A drive-by remote code execution (RCE) vulnerability in Windows 10 that can be triggered simply by clicking a malicious URL could allow attackers full access to a victim’s files and data.
The security flaw, an argument injection in the Windows 10/11 default handler for ms-officecmd: URIs, is present in Windows 10 via Internet Explorer 11/Edge Legacy browsers and Microsoft Teams.
Microsoft has since released a patch, but researchers claim that the fix – applied five months after the bug report “fails to properly address the underlying argument injection which is currently also still present on Windows 11”.
Windows internally uses ms-officecmd: URIs to start various Microsoft programs. Researchers revealed how it is possible to craft an URL in such a way that, when clicked, it will execute a malicious command while also starting Microsoft Teams.
Chained together with a security issue in Internet Explorer 11/Edge Legacy, visiting a malicious website is enough to trigger the exploit.
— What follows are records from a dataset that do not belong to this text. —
PR #694, opened 2025-08-12
feat: minimal agent/ chat

d-callan:
## Description

been playing w google genkit recently, decided to have a bit of an experiment in brc w it. this is the result of that effort over the last 12 hrs or so. i dont really anticipate this being merged, but i thought it was worth others playing w and could serve as a point of discussion for how we might approach this for real. 

current status: the llm (configure an api key) has access to the brc data catalog, some decent number of ncbi datasets api endpoints, and technically galaxy mcp though ive not played w that yet at all.. so far ive managed to get it to tell me what data is in the site, tell me which assembly was reference for an organism, what workflows are available and what they do, then for 3d7 i asked it to tell me how many genes in the assembly were annotated w specific things, or to list orthologs for a specific gene. thats already really interesting and helpful it seems to me, and like i said, i didnt even ask it to try to do anything w galaxy mcp yet though i did start stubbing something in for that.

future directions:  i figure we could wire in any number of fun things, so it could query sra and pubmed and suggest data based on knowledge of the study runs are associated w, or maybe do blast so ppl can paste in sequence and ask questions like 'what the hell is this'. ppl should start dreaming up interesting api endpoints we can work in from public resources. 

there are probably a lot of technical bits and bobs to consider here, i just did what got something working quickly. but a major thing to note is that there are some architectural implications to the fact the llm runs server side that i think will be obvious to anyone takes the time to look at this admittedly monstrous commit. (sry, like i kinda already said, started as a game and turned very cool too quickly to not share)

## Related Issue

mwahahahahahahahaha

ps his name is BioBuddy, fight me
biobuddy


d-callan:
in my head the ideal would be a biobuddy repo in the galaxy github, that multiple projects (brc, vgp, galaxy itself maybe) could use. i guess biobuddy would need a new face then :disappointed:

maximilianh:
Is there a way to play with this?

Issue #569, opened 2025-06-02
Workflows are outdated


mvdbeek:
Incredibly tedious to need an issue for this but here we go ...

mvdbeek:
Recent update in https://github.com/galaxyproject/brc-analytics/pull/707

PR #707, opened 2025-08-15
feat: add annotation workflow category and workflows

### LINKED ISSUE #651: incorporate amr workflow
https://iwc.galaxyproject.org/workflow/amr_gene_detection-main/

specific to bacteria

ive heard it mentioned amr is a niaid priority a couple times now, so this seems a good idea

d-callan:
## Description

ive heard amr mentioned as a priority a few times, and it seemed easy enough to add since there was already an iwc workflow for it and we have a good number of bacteria now. then once i added a workflow category for annotation workflows to pull it in i saw there were a handful of others looked kind of interesting too.

@mvdbeek please sanity check me. a couple of these use tools ive not heard of before or know fairly little about and there were a few places the input param keys felt ambiguous to me. also, two of the four additional workflows give warnings when i try to open them in galaxy about needing to modify something before i can use it:

- bacterial genome annotation
- annotation w helixer

i wonder if there is an easy way to send potential results of these to ucsc automagically, since we were talking about user contributed annotations the other day. maybe thats issue worthy..

## Related Issue

closes #651


d-callan:
think merging this would mean we can close #569 since versions will get updated here also

catalog/source/workflows.yml
```diff
@@ -463,10 +529,10 @@ workflows:
       - key: gtf
         variable: GENE_MODEL_URL
       - key: fastq PE collection
+        variable: SANGER_READ_RUN_PAIRED
```
mvdbeek, line 532: This shift in position is something prettier would revert, I think. Try running it ?

mvdbeek (approved):
Looks good to me, I'd just run prettier over it to be sure of the order of keys

d-callan:
thanks @mvdbeek , any thoughts on the two workflows that dont want to let me run them without modification?

mvdbeek:
Missing reference data I suppose, would have to copy over from .eu. Do you want to flag them as inactive for now until I get some time to do this ?

PR #749, opened 2025-08-25
fix: fix sequencing step study accession link (#748)

### LINKED ISSUE #748: Fix sequencing step study accession link

frano-m:
Closes #748.

This pull request simplifies and corrects the construction of the `href` property for study accession links in the ENA Sequencing Data table. The main change ensures that the link to the NCBI BioProject is only created when a value is present, and the URL is constructed correctly.

Improvements to link handling:

* Updated the `buildStudyAccession` function in `viewBuilders.ts` to construct the `href` property using a template string only when a value exists, ensuring accurate and conditional link generation.


MillenniumFalconMechanic (approved):
`LGTM, thanks F`

PR #789, opened 2025-09-05
fix: no results on ena picker when pre filters do not match (#778)

### LINKED ISSUE #778: No results on ENA picker when pre filters do not match
When using the ENA Picker.

### What I did

https://brc-analytics.dev.clevercanary.com/data/assemblies/GCF_004000055_1/workflow-github-com-iwc-workflows-haploid-variant-calling-wgs-pe-main-versions-v0-1

1. Go to Organsims page
2. Select Arthrobotrys flagrans
3. Select the one assembly with GCF_004000055.1 
4. Select variant calling
5. Select configure inputs
6. Select NCBI Refseq
7. Select Browse 69 sequences.

### What happened
Image

### What I expected
1. pop-up to show all  69 sequences and not prefilter, as no sequences match.

frano-m:
Closes #778.

This pull request refactors the logic for building validated column filters in the `CollectionSelector` utility by introducing a new approach that ensures only filter combinations that match at least one row in the table are applied. The previous implementation, which filtered out invalid columns and values individually, has been replaced with a stricter validation that checks the overall combination of filter values for validity. Additionally, a new utility function for value conversion was added.

Key changes:

**Column Filter Validation Logic:**

- Replaced the previous `buildValidatedColumnFilters` implementation with a new version that only applies preselected filters if at least one row in the table matches all filters (AND across columns, OR within a column). If no such row exists, no filters are applied. This ensures only valid filter combinations are used.

**Utility Functions:**

- Added a new `toStringArray` utility function to consistently convert values to string arrays, improving type safety and code clarity.

### DIFF
--- a/app/components/Entity/components/ConfigureWorkflowInputs/components/Main/components/Stepper/components/Step/SequencingStep/components/ENASequencingData/components/CollectionSelector/utils.ts
+++ b/app/components/Entity/components/ConfigureWorkflowInputs/components/Main/components/Stepper/components/Step/SequencingStep/components/ENASequencingData/components/CollectionSelector/utils.ts
@@ -4,6 +4,66 @@ import { ReadRun } from "../../types";
 import { PRESELECTED_COLUMN_FILTERS } from "./constants";
 
 /**
+ * Builds column filters from preselected values only if they are valid for the current data.
+ * A set of preselected filters is considered valid if at least one row in the table satisfies all column filters (AND across columns),
+ * where each column filter matches if the row contains at least one of the desired values for that column (OR within a column).
+ * If no rows satisfy the filters, an empty list is returned.
+ *
+ * Note: This does not mutate or filter out individual values; it validates the combination overall.
+ *
+ * @param table - Table instance.
+ * @param preselectedFilters - Record of column IDs to arrays of desired filter values.
+ * @returns Column filters state.
+ */
+function buildValidatedColumnFilters(
+  table: Table<ReadRun>,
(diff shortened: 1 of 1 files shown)


app/components/Entity/components/ConfigureWorkflowInputs/components/Main/components/Stepper/components/Step/SequencingStep/components/ENASequencingData/components/CollectionSelector/utils.ts
```diff
@@ -35,36 +96,12 @@ export function preSelectColumnFilters(
...
-    }
-
-    if (validValues.length === 0) continue;
-
-    columnFiltersState.push({ id: columnId, value: validValues });
-  }
-
-  return columnFiltersState;
+function toStringArray(value: unknown): string[] {
+  if (value == null) return [];
```
MillenniumFalconMechanic, line 104: Checking `==` is intentional here.

frano-m: LOL, no. I let Windsurf write that function 😱 .

frano-m, line 104:
```suggestion
  if (value === null) return [];
```

Issue #753, opened 2025-08-26
[GA2] About page


Smeds:
The About page content of BRC Analytics looks like this and we will need to create a similar page for GA2

<img width="972" height="1570" alt="Image" src="https://github.com/user-attachments/assets/128b40f6-dacc-4d69-b2c4-e630edc84e1f" />

PR #821, opened 2025-09-10
feat: GA2 about page (#753)

Smeds:
## Description

First version of a about page with the different sections and text that will be included

## Related Issue

Solves part of (https://github.com/galaxyproject/brc-analytics/issues/753)

Anton is looking at the content! I will update the text according to his comments.


frano-m (approved):
LGTM thanks @Smeds! 🍰

Issue #841, opened 2025-09-17
Make organism selector more configurable


Smeds:
I’ve been experimenting with GenomeArk2 and added the organism selector to its landing page. While doing that, I identified several potential improvements/features I’d like to see. Most of these are focused on making certain parts more configurable:

1. logo part is hard coded to: `   .attr("href", "/logo/brc.svg")`
2. data loading is hard coded to `import data from "catalog/ga2/output/ncbi-taxa-tree.json";`

It would be great if we could specify which values to use in a config file, or alternatively use the appKey (e.g., appKey: APP_KEYS.GA2) to determine which value to select.

Also if we could make the **_starting level_** configurable somehow. For GenomeArk2 it looks like this:

<img width="472" height="315" alt="Image" src="https://github.com/user-attachments/assets/af34560b-7b18-484e-9e3e-7d252bfe259c" />

and I would like to be able to start at for example **Metazoa**, either that the selector zoom into that level or filter away the levels before this.

<img width="472" height="315" alt="Image" src="https://github.com/user-attachments/assets/392666e6-1b76-4753-9387-2297471c6191" />

It would be kinda nice to at least be able to easily configure the logo and data import for the VGP meeting in end of Sept.!

@dannon @NoopDog

PR #854, opened 2025-09-21
feat: make sunburst plot configurable

Smeds:
feat: make sunburst plot configurable by allowing developers to set center image, depth, and starting node via arguments

## Description

This change should make it possible to use the organism selector with GA2. For GA2, we need to change the center image and also need to be able to set a different starting node than the root.

## Related Issue

#841


Smeds:
@dannon here's the pull-request

Issue #868, opened 2025-09-26
[GA2] make MAX_READ_RUNS_FOR_BROWSE_ALL variable configurable


Smeds:
For the September 30th presentation, we’d like to use Zebra Finch (Taeniopygia guttata, tax ID: 59729) as an example. However, this organism has nearly 4,000 read runs. To handle this, we propose making the variable MAX_READ_RUNS_FOR_BROWSE_ALL [lhttps://github.com/galaxyproject/brc-analytics/blob/main/app/components/Entity/components/ConfigureWorkflowInputs/components/Main/components/Stepper/components/Step/SequencingStep/components/ENASequencingData/hooks/UseENADataByTaxonomyId/constants.ts ] configurable so we can set a custom value for GA2.

We’d like the option to show “Browse 3951 Sequences” even when there are more than 2,000 entries. Additionally, could performance be optimized? Displaying the table and applying filters is currently slow and makes working with this dataset difficult.

<img width="1438" height="1070" alt="Image" src="https://github.com/user-attachments/assets/577dd21c-0de8-4212-af3c-43f827f7db9e" />

PR #869, opened 2025-09-26
feat: change MAX_READ_RUNS_FOR_BROWSE_ALL from hard coded to configurable

Smeds:
## Description

For GA2 we would like to have a value for MAX_READ_RUNS_FOR_BROWSE_ALL that's different from the one used by BRC Analytics.

## Related Issue

#868


hunterckx (approved):
Looks good to me!

PR #12, opened 2021-04-22
Update naming of colors and spacing tokens

ryan-ludwig:
* Use "brand" instead of "green"
* Move to 0-1000 color names
* Change space naming from gap to numeric (tailwind style)

VUE-538, VUE-539


kv-tokens/primitives.json
```diff
@@ -5,33 +5,35 @@
...
-        "green": {
-            "110": "#26985D",
-            "105": "#28A062",
+        "gray": {
+            "800": "#212121",
+            "500": "#757575",
+            "300": "#C4C4C4",
+            "100": "#F5F5F5",
+            "50": "#fafafa"
+        },
```
mcstover, line 14: Just wanted to clarify, will these eventually become `gray-800` or `brand-550` in actual usage?

ryan-ludwig: @mcstover correct

mcstover (approved):

itseunsoo (approved):
Love the new naming conventions ❤️. With the grays, would it be bad practice to insert numbers in between if in the case we build out more shades? i.e. adding 200, 400, 600 values

ryan-ludwig:
> Love the new naming conventions ❤️. With the grays, would it be bad practice to insert numbers in between if in the case we build out more shades? i.e. adding 200, 400, 600 values

@itseunsoo Great! I think a nice benefit of this system is the ability to add more shades, even in small increments like 500, 550, 575, etc. so not a bad practice at all.

itseunsoo:
> > Love the new naming conventions ❤️. With the grays, would it be bad practice to insert numbers in between if in the case we build out more shades? i.e. adding 200, 400, 600 values
> 
> @itseunsoo Great! I think a nice benefit of this system is the ability to add more shades, even in small increments like 500, 550, 575, etc. so not a bad practice at all.

@ryan-ludwig That's awesome! Don't worry we won't add new grays every 50/25 increments and make a mess 😂, but very insightful for future reference if we need! Tyty

PR #21, opened 2021-04-29
Remove storybook script on kv-ui-elements package.json - running this…

eddieferrer:
… causes a weird infinite loop and never actually runs storybook


eddieferrer:
I wasn't able to run storybook at this level. I don't think this script should be here.

ryan-ludwig:
This should work if you have Node v15.13.0 or higher

ryan-ludwig:
I imagine this will catch other people up too though. I don't feel strongly about having the script at this level.

ryan-ludwig (approved):

PR #28, opened 2021-05-04
VUE-576 Tailwind prose plugin

ryan-ludwig:
Tailwind does a heavy reset on most elements, which means no default margins, list-styles etc. This is helpful when developing "app-like" pages.  For example, not having to reset `<ul>` every time you have a list of loan cards. Or not having the default bottom margin of a paragraph push down the padding of your loan-card component.

There are other times where this is very annoying, as you'd have to add `<p class="mb-4">` to every single paragraph in a blog post. Or maybe your content is coming in from Contentful and you only have raw HTML elements.

For the second use-case, Tailwind has a [prose typography plugin](https://github.com/tailwindlabs/tailwindcss-typography). It sets pretty defaults for standard HTML elements related to type. You use it by wrapping whatever content you want handled in a 
`<div class="prose"> ... your Contentful rich text here, or blog post, etc. </div>`.

This PR adds that plugin and overrides it's defaults to match the typography specced in the Figma Styleguide.

Note, our responsive type is handled in a different way, and we don't need to add their responsive size modifiers.
🙅‍♂️`<article class="prose prose-lg prose-xl etc..">`🙅‍♂️. 
👍`<article class="prose">`👍

-------

* Add `.text-small` class
* Refactor, breaking typography into new file
* Add prose plugin.
* Override some prose plugin defaults to match our typography.
* Add prose demos. Add .text-small demo


mcstover (approved):
Excited to see the comparison! But also, the convenience of the `prose` plugin is a really nice option!

ryan-ludwig:
Prose demo here: https://608ae61fe8204f002107b4e7-jzejjyybvd.chromatic.com/?path=/story/basestyling--prose-demo
No-prose demo: https://608ae61fe8204f002107b4e7-jzejjyybvd.chromatic.com/?path=/story/basestyling--no-prose-demo

You can see the markup in the "story" tab, next to accessibility.

emuvente (approved):
👍

BoulderBrains (approved):
👏

ryan-ludwig:
After sleeping on this, the amount of `false`s on the typography and overrides makes me wonder if we shouldn't just setup our own .prose styling using theirs as a starting point. Not worth doing today, but maybe in the future.

eddieferrer:
This is good bu I do wonder how it'll handle wrapping some of the richText from contentful... There's a couple of places where we are hacking the contentful richText to take <em> tags and highlight them green.

eddieferrer (approved):

PR #31, opened 2021-05-06
VUE-534 KvButton updates

ryan-ludwig:
* Adds the ripple effect on click or keyboard click
* Uses a `state` prop for adding disabled or loading states.
* Adds `type` prop for adding this button as a form submit

Stories: ~~https://608ae61fe8204f002107b4e7-nspambzcaq.chromatic.com/?path=/story/kvbutton--variant-primary~~ https://608ae61fe8204f002107b4e7-cavhquyhlt.chromatic.com/?path=/story/kvbutton--variant-primary

TODO:
* Design feedback
* `text-link` variant? Or should we make that a separate component?
* Replace clock with loading spinner once KvLoadingSpinner exists
* Add icons once KvIcon exists


kv-components/vue/KvButton.vue
```diff
@@ -30,44 +46,60 @@
...
+			type: String,
+			default: 'button',
+			validator(value) {
+				return ['button', 'submit', 'reset'].includes(value);
+			},
 		},
 		/**
 		 * Appearance of the button
-		 * `primary (default), secondary, link, danger`
+		 * `primary (default), secondary, danger, link, ghost`
```
ryan-ludwig, line 76: I don't love the name 'link' for this button appearance.  Any other ideas?
image

eddieferrer:
This is great, love that we can clean up some other VUE issues that have been around for a long time (adding a loading state, @click.native) 👍 

One thing I noticed, is that if a button has an href attribute, the styling changes. This looks like a subtle font change on most variants, and a pretty different styling on  the Secondary variant

ryan-ludwig:
> One thing I noticed, is that if a button has an href attribute, the styling changes. This looks like a subtle font change on most variants, and a pretty different styling on the Secondary variant

Good catch, thanks @eddieferrer !

kv-components/vue/KvButton.vue
mcstover: Kinda seems like Ghost "is" the new version of Text link...

Otherwise I think the discussion around a text link really comes down to the type style and the padding of the element...

eddieferrer:
@ryan-ludwig There's still a text-decoration underline for secondary buttons with hrefs. Not sure if this is intentional

mcstover (approved):

BoulderBrains (approved):

mcstover (approved):

eddieferrer (approved):

PR #40, opened 2021-05-13
VUE-591: KvMaterialIcon

ryan-ludwig:


ryan-ludwig:
An unfortunate side-effect I've seen from pulling in vue-material-design-icons is that our initial storybook build takes wayyy longer. You can see it running through the 100s of .vue files inside that node_module.

This also has me concerned that we'll be including all of the icons in our UI bundle because of how our vendors bundle works right now. I think doing some webpack bundle analyzing after using this component in UI is a must.

mcstover:
@ryan-ludwig I'd like to spend a little time experimenting with Webpack configs and potentially other base vue packages before we merge this in.

kv-components/vue/stories/KvMaterialIcon.stories.js
```diff
@@ -0,0 +1,155 @@
...
+
+export const Default = DefaultTemplate.bind({});
+Default.args = {
+	name: 'Cart',
+};
+Default.argTypes = {
+	name: {
+		control: {
+			type: 'select',
+			options: getFilenames(require.context('vue-material-design-icons/', true, /\.vue$/)),
```
mcstover, line 41: @ryan-ludwig I'm pretty sure this is why you were getting the longer compiles for storybook. Which... may or may not be ok for Storybook. Maybe we should instead only show a subset instead of the full list available from mdi.

This wouldn't be part of the ui app though b/c we'd only dynamically import what need in context.

mcstover: Actually, I removed this and event without intentionally looping through ALL icons they are all still processed leading to the slowed down builds and performance of storybook. So, I think it's either internal to the imported component or a result of using the computed based dynamic import method...

PR #41, opened 2021-05-13
VUE-591: KvMaterialIcon, alternate version

ryan-ludwig:
This version imports SVG path data from a material icons library. You pass then pass the path data as a prop to KvMaterialIcon component which renders the SVG.

This is in contrast to #40 which imports SFC Vue Components.

The way you set color and size is the same (tailwind classes).

### DIFF
--- a/kv-components/package.json
+++ b/kv-components/package.json
@@ -30,6 +30,7 @@
     "lint": "eslint --ext .js,.vue ./"
   },
   "dependencies": {
+    "@mdi/js": "^5.9.55",
     "kv-tokens": "^0.0.1",
     "vue": "^2.6.12"
   }
--- a/kv-components/vue/KvMaterialIcon.vue
+++ b/kv-components/vue/KvMaterialIcon.vue
@@ -1,0 +1,31 @@
+<template>
+	<span
+		class="inline-flex"
+		aria-hidden="true"
+		role="img"
+	>
+		<svg
+			class="w-full h-full fill-current"
+			width="24"
+			height="24"
+			viewBox="0 0 24 24"
+		>
+			<path :d="icon" />
+		</svg>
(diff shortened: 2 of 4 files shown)


ryan-ludwig:
I think this PR is much more likely to be tree shaken compared to #40. However, I'm not convinced #40 won't be tree-shaken.

This version does spin up storybook much faster.

For either of these PRs we'll need to do webpack bundle analyzing on UI to make sure we're not loading up the 100s of icons in Material Design in a production build.

eddieferrer:
I agree with you, I think this will get tree shaken and is a more efficient approach than #40 

Can we find a way to add the control dropdown back to the story, so that via storybook you can see what all the icons look like? I'm not sure there is a programatic way to do this, but maybe just a file? Some ideas here: https://github.com/google/material-design-icons/issues/241

mcstover:
@eddieferrer @ryan-ludwig There are over 5k icons in mdi so I think we probably just need to continue with the approach of building out the "Common" story with icons we see showing up in our designs. Maybe add a link in this story somewhere out to the mdi visual index.

Otherwise, how are you all feeling about this approach which requires a little more work in that the specific icon needs to be imported before use? I don't really mind that and like the more specific usage and implementation.

mcstover (approved):

eddieferrer (approved):

eddieferrer:
I'm fine with this approach 👍

BoulderBrains (approved):

ryan-ludwig:
@eddieferrer I made a story that looped and displayed all the exported icons from the @mdi/js package. My browser nearly gave up. Probably best to browse and filter from https://materialdesignicons.com/ (though I don't know how they pulled it off)

PR #42, opened 2021-05-17
DIY Tailwind config viewer for our primitives

ryan-ludwig:
A story that builds a visual representation of our tailwind classes by reading in the tailwind config


eddieferrer (approved):
It's kind of weird how you always have to scroll sideways for the xl breakpoint at the bottom because of the max-width on .container.

mcstover (approved):

PR #48, opened 2021-05-19
feat(KvLoadingSpinner): KvLoadingSpinner component

eddieferrer:
Refs: VUE-580


kv-components/vue/KvLoadingSpinner.vue
```diff
@@ -0,0 +1,95 @@
...
+			default: 'medium',
+			validator(value) {
+				return ['small', 'medium', 'large'].includes(value);
+			},
+		},
+		/**
+		 * The color of the loading spinner.
+		 * 'brand', 'white', or 'black'
+		 * */
+		color: {
```
eddieferrer, line 60: Not sure if we want this to be a prop. Alternatively, you can just add the text-* class to the component. Although it does seem nice to limit the available options of colors to just these 3.

kv-components/vue/KvButton.vue
```diff
@@ -99,6 +106,16 @@ export default {
 		return {};
 	},
 	computed: {
+		loadingColor() {
```
eddieferrer, line 109: This is what I inferred from the figma, where each button variant has a specific loading color? Not sure if this is correct, also ghost button doesnt have a loading icon specified in the figma, so I just assumed it was brand color.

mcstover: Seems like a good path to take. Maybe we can call this out to design when they review in storybook.

kv-components/vue/KvLoadingSpinner.vue
```diff
@@ -0,0 +1,95 @@
+<template>
+	<svg
+		class="animate-spin"
+		:class="`${cssClassSize} ${cssClassColor}`"
```
ryan-ludwig, line 4: I don't think this will get picked up by purgeCss. https://tailwindcss.com/docs/optimizing-for-production#writing-purgeable-html

I believe purge only checks the `<template>` area for css class names.

KvButton shows a way to do this all in the template.

ryan-ludwig: It'd be good to verify that though. We'd need to set up purge on a different repo, import this component, and run a prod build, then look at the output CSS file.

kv-components/vue/KvLoadingSpinner.vue
ryan-ludwig: I think the prop and limiting these is good right now 👍

kv-components/vue/KvLoadingSpinner.vue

The researchers also warned that this vulnerability is still present in the operating system.
The attack starts with a victim either visiting a malicious website in IE11/Edge Legacy or clicking a malicious link in another browser or desktop application. The link is then forwarded to LocalBridge.exe, which in turn runs various Office executables with a segment of the link as argument.
Possibility to inject additional arguments exists, which allowed us to achieve code execution by triggering the launch of Microsoft Teams with an additional –gpu-launcher argument that is then interpreted by Electron.
Exploitation through other browsers requires the victim to accept an inconspicuous confirmation dialog. Alternatively, a malicious URI could also be delivered via a desktop application performing unsafe URL handling. However, a precondition for this exploit is to have Microsoft Teams installed but not running.
When the issue was reported, Microsoft told the team that since this was a social engineering attack, it was not eligible for a bug bounty reward. A lengthy appeal process eventually resulted in the researchers being awarded a $5,000 reward – a figure that they argued was still insufficient, since it was just 10% of the maximum reward.
Although the proof-of-concept no longer works, the argument injection vulnerability has not been patched.